Some properties of tangent spaces to metric spaces

The recent achievements in the metric space theory are closely related to some generalizations of differentiation. See, for instance, the concept of weak gradient [6] or Cheeger's notion of differentiability for Rademacher's theorem in certain metric measure spaces [1].

A tangent space to an arbitrary metric space X at a point p from X was defined in [5] as a factor space of some family of sequences of points of X which converge to p.

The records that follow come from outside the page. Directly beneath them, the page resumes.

PR #4883, opened 2026-08-26
Docs: clarify how Alpine effects track reactive dependencies

MuslumYilmaz:
## Summary

- Clarify that `Alpine.effect()` collects dependencies from reactive property reads, while later changes trigger the effect.
- Explain the synchronous dependency-collection boundary with a `setTimeout` example.
- Update the stale `vuejs/vue-next` source link to the current `vuejs/core` repository.
- Remove the duplicated `alpine-effect` anchor and correct a small possessive typo.
- Add an optional conceptual explanation of the Vue reactivity model Alpine inherits.

## Why

The current wording describes both reads and writes as tracked interactions. This can obscure the distinction between dependency collection and triggering.

The proposed explanation connects that distinction to the existing counter example and documents an important boundary: reactive reads performed after an effect callback has returned are not dependencies of that effect.

## Disclosure

I maintain FrontendAtlas, which hosts the external learning resource proposed in the final paragraph. I have no affiliation with Alpine.js or Vue.

I included the link because it explains the proxy, dependency-map, and `track`/`trigger` model used by Vue's reactivity system. The documentation clarification and official source-link correction stand independently, and I am happy to remove the third-party link if external learning resources are outside the documentation policy.

## Verification

Not run; this is a documentation-only Markdown change.

### DIFF
--- a/packages/docs/src/en/advanced/reactivity.md
+++ b/packages/docs/src/en/advanced/reactivity.md
@@ -10,7 +10,7 @@ Alpine is "reactive" in the sense that when you change a piece of data, everythi
 Every bit of reactivity that takes place in Alpine, happens because of two very important reactive functions in Alpine's core: `Alpine.reactive()`, and `Alpine.effect()`.
 
 > Alpine uses VueJS's reactivity engine under the hood to provide these functions.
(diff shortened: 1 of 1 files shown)


calebporzio:
makes sense 👌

This approach makes possible to define a metric space valued derivative of functions f from X to Y, X and Y are metric spaces, as mappings between tangent spaces to X and, respectively, to Y [2].

In the lecture will be discussed some examples of tangent spaces to metric spaces and, moreover, will be described the metric spaces which have bounded or proper or compact tangent spaces [3] and metric spaces having ultrametric tangent spaces [4].

References
[1] R. Cheeger, Differentiability of Lipschits functions on metric measure spaces // GAFA, Geom. Func. Anal. 9, 428-517, 1999.
[2] O. Dovgoshey, Tangent spaces to metric spaces and to their subspaces // Ukrain. Math. Bull. 5 (4), (2008), 468-485.
[3] O. Dovgoshey, F. Abdullayev, M. Kucukaslan, Compact tangent metric spaces // Reports in Math. University of Helsinki, 482, (2008), 33 p.
[4] O. Dovgoshey, O. Dordovskyi, Ultrametricity and metric beetwenness in tangent spaces to metric spaces (submitted).
[5] O. Dovgoshey, O. Martio, Tangent spaces to metric spaces // Report in Math. Universtiy of Helsinki, 480, (2008), 20 p.
[6] J. Heinonen, Lectures on Analyisis on Metric Spaces, Springer-Verlag, NewYork, 2001.